Factors Affecting Spatial Variation of Annual Apparent Q10 of Soil Respiration in Two Warm Temperate Forests

A range of factors has been identified that affect the temperature sensitivity (Q(10) values) of the soil-to-atmosphere CO2 flux. However, the factors influencing the spatial distribution of Q(10) values within warm temperate forests are poorly understood. In this study, we examined the spatial variation of Q(10) values and its controlling factors in both a naturally regenerated oak forest (OF) and a pine plantation (PP). Q(10) values were determined based on monthly soil respiration (R-S) measurements at 35 subplots for each stand from Oct. 2008 to Oct. 2009. Large spatial variation of Q(10) values was found in both OF and PP, with their respective ranges from 1.7 to 5.12 and from 2.3 to 6.21. In PP, fine root biomass (FR) (R = 0.50, P = 0.002), non-capillary porosity (NCP) (R = 0.37, P = 0.03), and the coefficients of variation of soil temperature at 5 cm depth (CV of T-5) (R = -0.43, P = 0.01) well explained the spatial variance of Q(10). In OF, carbon pool lability reflected by light fractionation method (L-LFOC) well explained the spatial variance of Q(10) (R = -0.35, P = 0.04). Regardless of forest type, L-LFOC and FR correlation with the Q(10) values were significant and marginally significant, respectively; suggesting a positive relationship between substrate availability and apparent Q(10) values. Parameters related to gas diffusion, such as average soil water content (SWC) and NCP, negatively or positively explained the spatial variance of Q(10) values.

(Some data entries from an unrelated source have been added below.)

Issue #217, opened 2019-12-19
Non portable use of posix pthread_t 


nchong-at-aws:
posix pthread_t is opaque so comparison with `==` in event loop linux and bsd implementations is not portable.

Related to https://github.com/awslabs/aws-c-common/issues/562

nchong-at-aws:
There is one further non-portable use of thread id not tackled by the PR. In `source/s2n/s2n_tls_channel_handler.c` there is an `(unsigned long)` cast of `aws_thread_current_thread_id()` in `s_id_fn`. This cast is required because of `CRYPTO_set_id_callback`.

PR #218, opened 2019-12-19
Remove non portable use of pthread_t

nchong-at-aws:
*Issue #, if available:* #217 

*Description of changes:*

Use portable thread id comparison functions from proposed c common changes

### DIFF
--- a/source/bsd/kqueue_event_loop.c
+++ b/source/bsd/kqueue_event_loop.c
@@ -67,8 +67,15 @@ enum pipe_fd_index {
 };
 
 struct kqueue_loop {
-    struct aws_thread thread;
-    struct aws_atomic_var thread_id;
+    /* thread_created_on is the handle to the event loop thread. */
+    struct aws_thread thread_created_on;
+    /* thread_joined_to is used by the thread destroying the event loop. */
+    aws_thread_id_t thread_joined_to;
+    /* running_thread_id is NULL if the event loop thread is stopped or points-to the thread_id of the thread running
+     * the event loop (either thread_created_on or thread_joined_to). Atomic because of concurrent writes (e.g.,
+     * run/stop) and reads (e.g., is_event_loop_thread).
+     * An aws_thread_id_t variable itself cannot be atomic because it is an opaque type that is platform-dependent. */
+    struct aws_atomic_var running_thread_id;
     int kq_fd; /* kqueue file descriptor */
 
     /* Pipe for signaling to event-thread that cross_thread_data has changed. */
@@ -163,10 +170,10 @@ struct aws_event_loop *aws_event_loop_new_default(struct aws_allocator *alloc, a
         goto clean_up;
     }
     /* intialize thread id to NULL. It will be set when the event loop thread starts. */
-    aws_atomic_init_ptr(&impl->thread_id, NULL);
+    aws_atomic_init_ptr(&impl->running_thread_id, NULL);
     clean_up_impl_mem = true;
 
-    err = aws_thread_init(&impl->thread, alloc);
+    err = aws_thread_init(&impl->thread_created_on, alloc);
     if (err) {
         goto clean_up;
     }
@@ -267,7 +274,7 @@ clean_up:
         close(impl->kq_fd);
     }
     if (clean_up_thread) {
-        aws_thread_clean_up(&impl->thread);
+        aws_thread_clean_up(&impl->thread_created_on);
     }
     if (clean_up_impl_mem) {
         aws_mem_release(alloc, impl);
@@ -297,8 +304,8 @@ static void s_destroy(struct aws_event_loop *event_loop) {
         return;
     }
     /* setting this so that canceled tasks don't blow up when asking if they're on the event-loop thread. */
-    impl->thread.thread_id = aws_thread_current_thread_id();
-    aws_atomic_store_ptr(&impl->thread_id, &impl->thread.thread_id);
+    impl->thread_joined_to = aws_thread_current_thread_id();
+    aws_atomic_store_ptr(&impl->running_thread_id, &impl->thread_joined_to);
 
     /* Clean up task-related stuff first. It's possible the a cancelled task adds further tasks to this event_loop.
      * Tasks added in this way will be in cross_thread_data.tasks_to_schedule, so we clean that up last */
@@ -338,7 +345,7 @@ static void s_destroy(struct aws_event_loop *event_loop) {
     close(impl->cross_thread_signal_pipe[READ_FD]);
     close(impl->cross_thread_signal_pipe[WRITE_FD]);
     close(impl->kq_fd);
-    aws_thread_clean_up(&impl->thread);
+    aws_thread_clean_up(&impl->thread_created_on);
     aws_mem_release(event_loop->alloc, impl);
     aws_event_loop_clean_up_base(event_loop);
     aws_mem_release(event_loop->alloc, event_loop);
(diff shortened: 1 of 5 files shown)


nchong-at-aws:
This PR depends on https://github.com/awslabs/aws-c-common/pull/563

source/bsd/kqueue_event_loop.c
```diff
@@ -798,7 +799,7 @@ static void s_event_thread_main(void *user_data) {
     struct kqueue_loop *impl = event_loop->impl_data;
 
     /* set thread id to the event-loop's thread. */
-    aws_atomic_store_int(&impl->thread_id, (size_t)aws_thread_current_thread_id());
+    aws_atomic_store_ptr(&impl->thread_id, &impl->thread.thread_id);
```
nchong-at-aws: This could also use `aws_atomic_exchange_ptr` with an expected `NULL` value as an additional check that `run` and `stop; wait` calls are interleaved properly.

source/bsd/kqueue_event_loop.c
```diff
@@ -297,7 +297,8 @@ static void s_destroy(struct aws_event_loop *event_loop) {
         return;
     }
     /* setting this so that canceled tasks don't blow up when asking if they're on the event-loop thread. */
-    aws_atomic_store_int(&impl->thread_id, (size_t)aws_thread_current_thread_id());
+    aws_thread_id current_thread_id = aws_thread_current_thread_id();
+    aws_atomic_store_ptr(&impl->thread_id, &current_thread_id);
```
danielsn: This seems dangerous, storing the pointer to a stack variable somewhere

source/bsd/kqueue_event_loop.c
```diff
@@ -711,8 +712,8 @@ static int s_unsubscribe_from_io_events(struct aws_event_loop *event_loop, struc
 static bool s_is_event_thread(struct aws_event_loop *event_loop) {
     struct kqueue_loop *impl = event_loop->impl_data;
 
-    uint64_t thread_id = aws_atomic_load_int(&impl->thread_id);
-    return aws_thread_current_thread_id() == thread_id;
+    aws_thread_id *thread_id = aws_atomic_load_ptr(&impl->thread_id);
+    return thread_id && aws_thread_thread_id_equal(*thread_id, aws_thread_current_thread_id());
```
danielsn: What is the semantics of a `null` pointer here.  Should this be an assert?

nchong-at-aws: `NULL` is ok. For example:

```c
// in client:
struct aws_event_loop *el = aws_event_loop_new_default(...); //< ptr set to NULL
bool b = aws_event_loop_thread_is_callers_thread(el); //< okay to call this even though event loop is not running so will return false
```

source/bsd/kqueue_event_loop.c
nchong-at-aws: In this case it is safe because the event loop is being destroyed. The pointer will be free'd by `aws_mem_release(event_loop->alloc, impl)` after the task scheduler has been flushed.

The alternatives we discussed:
  - Use an `AWS_THREAD_LOCAL aws_thread_id` variable
  - Reset pointer to NULL after task scheduler has been flushed

graebm: It's not safe due to how the atomic is accessed in `s_is_event_thread()`

In that function, it loads the atomic (a pointer), then accesses the value that it's pointing to. If, in the moment between loading the atomic and following the pointer, the thread is deleted, then we will access invalid memory when we follow the pointer.

nchong-at-aws: Ah yes, I see the problem. This means thread-local storage won't work either since the race is possible there too.

nchong-at-aws: Hi both, the last change no longer takes a pointer to a stack-local variable. Instead, we re-use the variable `event_loop->impl.thread.thread_id`. At this point of the execution, the event loop thread has been joined to the current thread (by `wait_for_stop_completion()`) so we can reuse the var.

Regarding the potential race if one thread is calling `destroy()` concurrently with another calling `is_on_callers_thread()`. I think this is a user error. If thread T is calling `destroy()` on an event loop then all other threads should have given up their right to call event loop functions before T calls destroy. Otherwise, there is the danger that these calls will encounter a free'd event loop object.

What if we add the following text to the API call `aws_event_loop_destroy`?

> If the event loop is shared by multiple threads then destroy must be called by exactly one thread. All other threads must ensure their API calls to the event loop happen-before the call to destroy.

source/linux/epoll_event_loop.c
```diff
@@ -545,7 +546,7 @@ static void s_main_loop(void *args) {
     struct epoll_loop *epoll_loop = event_loop->impl_data;
 
     /* set thread id to the thread of the event loop */
-    aws_atomic_store_int(&epoll_loop->thread_id, (size_t)aws_thread_current_thread_id());
+    aws_atomic_store_ptr(&epoll_loop->thread_id, &epoll_loop->thread.thread_id);
```
danielsn: I'm confused by having something called `x.thread_id` and something else called `x.thread.thread_id`. What's the meaning of the two

JonathanHenson: typically nested structs indicate something that needs a memory barrier.

danielsn: The proposal: rename the fields
```
struct aws_thread thread_created_on;
struct aws_thread_id_t thread_currently_running_on;
```

source/bsd/kqueue_event_loop.c
danielsn: Can we check for this at runtime and throw an error?

source/linux/epoll_event_loop.c
graebm: `x.thread` is a `struct aws_thread`. He's directly accessing its `thread_id` member instead of using `aws_thread_get_id(&epoll_loop->thread)`, which is a *bit* dirty because we don't typically access the members of our structs directly.

`x.thread_id` is an atomic that **points** to `x.thread.thread_id`. We could get rid of the atomic `x.thread_id` if we held a lock when querying `aws_thread_get_id(&epoll_loop->thread)`. But the way the atomics are set up here, it's a sneaky efficiency trick that I'm pretty sure works.

We could have **another** variable to avoid accessing `x.thread.thread_id` directly.
```
struct epoll_loop {
    ...
    struct aws_thread thread;
    aws_thread_id_t thread_id; // copy of thread's thread_id
    struct aws_atomic_var loop_thread_id_ptr; // points to thread_id
    ...
};
```

source/bsd/kqueue_event_loop.c
nchong-at-aws: @danielsn We could set an atomic flag at the top of destroy() and then check against that in all API calls. This wouldn't catch all misuses, but could be useful in debug builds.

Resolving the original request.

source/bsd/kqueue_event_loop.c
nchong-at-aws: Suggestion, but not implemented.

source/linux/epoll_event_loop.c
nchong-at-aws: Variable names should be clearer now.

@JonathanHenson: right, this is perhaps not as clean as it could be. I'm peeking inside a struct member. I think we're okay doing this (from a thread-safety pov) but will double-check. We could do as @graebm suggests and have a separate variable which we initialize with `aws_thread_current_thread_id()`.

JonathanHenson:
Merging as an Admin because our CI jobs for github actions don't work with a forked PR, and our downstream builder checks "master" from s2n which is currently broken for gcc 4.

Additionally, we observed significantly higher apparent Q(10) values in PP compared to OF, which might be partly attributed to the difference in soil moisture condition and diffusion ability, rather than different substrate availabilities between forests. Our results suggested that both soil chemical and physical characters contributed to the observed large Q(10) value variation.